Expand your customers' wine horizons

Widening your drinks offer is a great way to make your pub stand out. Here are some suggestions, courtesy of Andrew Jefford I am and I say this in...

Widening your drinks offer is a great way to make your pub stand out. Here are some suggestions, courtesy of Andrew Jefford

I am and I say this in all modesty a popular neighbour. The fences are well-maintained, my musical preferences rattle no one's windows, I don't collect half-dismembered Rover 2000s, and sugar and tea-bags are available for the needy at all hours.

None of that, mind you, has anything to do with my popularity. Instead, it's the fact that my job requires me to taste a lot of wine, and that wine (minus a small sample) is happier going to a good home rather than being poured down the drain.

I am, therefore, the neighbourhood wine fairy, responsible for the assortment of bottles my somnolent neighbours find on their doorsteps along with the milk in the mornings.

Tasting changes opinions

The rewards of this for me are that I get to gauge their reactions to various bottles that I have already tasted. And the results are often startling: changed opinions, opened minds, increased enthusiasm and promises to switch purchasing habits the moment the shops re-open.

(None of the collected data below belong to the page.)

PR #1466, opened 2024-12-24
BotSession - logs reducing

orthlus:
With long polling and not good network in logs can be a lot of messages with stacktrace. But enough only message, no stacktrace

### DIFF
--- a/telegrambots-longpolling/src/main/java/org/telegram/telegrambots/longpolling/BotSession.java
+++ b/telegrambots-longpolling/src/main/java/org/telegram/telegrambots/longpolling/BotSession.java
@@ -117,7 +117,7 @@ public class BotSession implements AutoCloseable {
                 }
             } catch (TelegramApiErrorResponseException e) {
                 long backOffMillis = backOff.nextBackOffMillis();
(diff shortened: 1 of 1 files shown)


telegrambots-longpolling/src/main/java/org/telegram/telegrambots/longpolling/BotSession.java
```diff
@@ -117,7 +117,7 @@ private ScheduledFuture<?> createPollerTask() throws TelegramApiException {
                 }
             } catch (TelegramApiErrorResponseException e) {
                 long backOffMillis = backOff.nextBackOffMillis();
-                log.error("Error received from Telegram GetUpdates Request, retrying in {} millis...", backOffMillis, e);
+                log.error("Error received from Telegram GetUpdates Request, retrying in {} millis...", backOffMillis);
```
rubenlagus: If not printing the full stacktrace, it can be helpful if we print at least the response from telegram or the actual error why we are retrying

orthlus:
@rubenlagus Hello! I pushed changes in logging exception during longpolling. 
I think it helps with errors like `Caused by: java.net.SocketException: Network unreachable`

orthlus:
@rubenlagus Hello! Sorry for interrupt. Do you need any action from me?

I don't know how often the neighbours really do revise the contents of their wine racks (and the price of the better bottles often comes as a shock), but when I move house in a month or so the street I'm leaving should be subtly different to the one I arrived in.

There is, I've concluded, no substitute for the chance to try something new and expand your drinking horizons. Everyone enjoys it. I'm always amazed, consequently, by how little use is made of tasting serves and samples in pubs and restaurants as a way of getting customers to try something new. The key, after all, to maximising profits and minimising the problems associated with those profits is to have a happy, interested, enthusiastic and well-informed clientele rather than one that is merely fuelling an addiction or drinking its way to oblivion.

If, as the BBPA claims, 76% of all spirits and 84% of all wines are served at home, and the total percentage of alcohol consumed at home is increasing by as much as 9% a year, then a radical rethink of the choice available in most pubs would seem to be called for.

Price may be one reason why more and more people drink at home, but it's by no means the only one. Choice, I suspect, is every bit as important. For most drinkers, the off-trade provides a far greater choice of interesting beers, wines and spirits than the on-trade.

Any restaurateur who is serious about creating a good wine list quickly learns that the secret is to find a range of interesting wines that you won't find on supermarket shelves. Licensees should take note.

Obviously the range of drinks has to be appropriate to the location and the clientele, and no one is expecting a wine list the size of War and Peace in a community local. But there are few pubs anywhere that couldn't usefully expand their selection with, for example, a range of unusual bottled beers, a choice of wines that gets off the familiar branded track, or a small collection of malt whiskies.

It doesn't matter too much, in truth, what your enthusiasm is; it's communicating it that's important, and getting your customers to try something different that sparks the imagination and opens up the sensual horizon.

Chilean wines, Trappist ales, Spanish brandies, Calvados, Polish vodkas: whatever you enjoy most is what you'll sell best. Merely pushing what you have been told to, or what offers the best margins, will always be doomed to failure in the long run.

Samples don't have to be free

Tasting samples, remember, don't have to be given away. At this time of year, there are few greater pleasures in the wine regions of Germany and Austria than setting off on wine-tasting tours of growers' cellars.

In many cases, what you'll buy will be a little carousel of five or six wines in small samples, giving you a chance to taste and compare different wines.

You don't have to scrimp on the serve-size in order to expand your customers' horizons. I used to know a sommelier who ran a list of 400 wines in his hotel-restaurant, any one of which was available by the glass on request.

How did he do it?

What, I used to wonder, if someone wanted a glass of something obscure and the next customer for it wandered in five weeks later? I was looking at it in the wrong way, he told me.

If you open a bottle for someone, just make sure you sell the rest of that bottle to four or five other customers within a day or two.

And no matter how expensive or obscure the wine, he could always do it because customers respond so well to the host's passion, excitement and enthusiasm.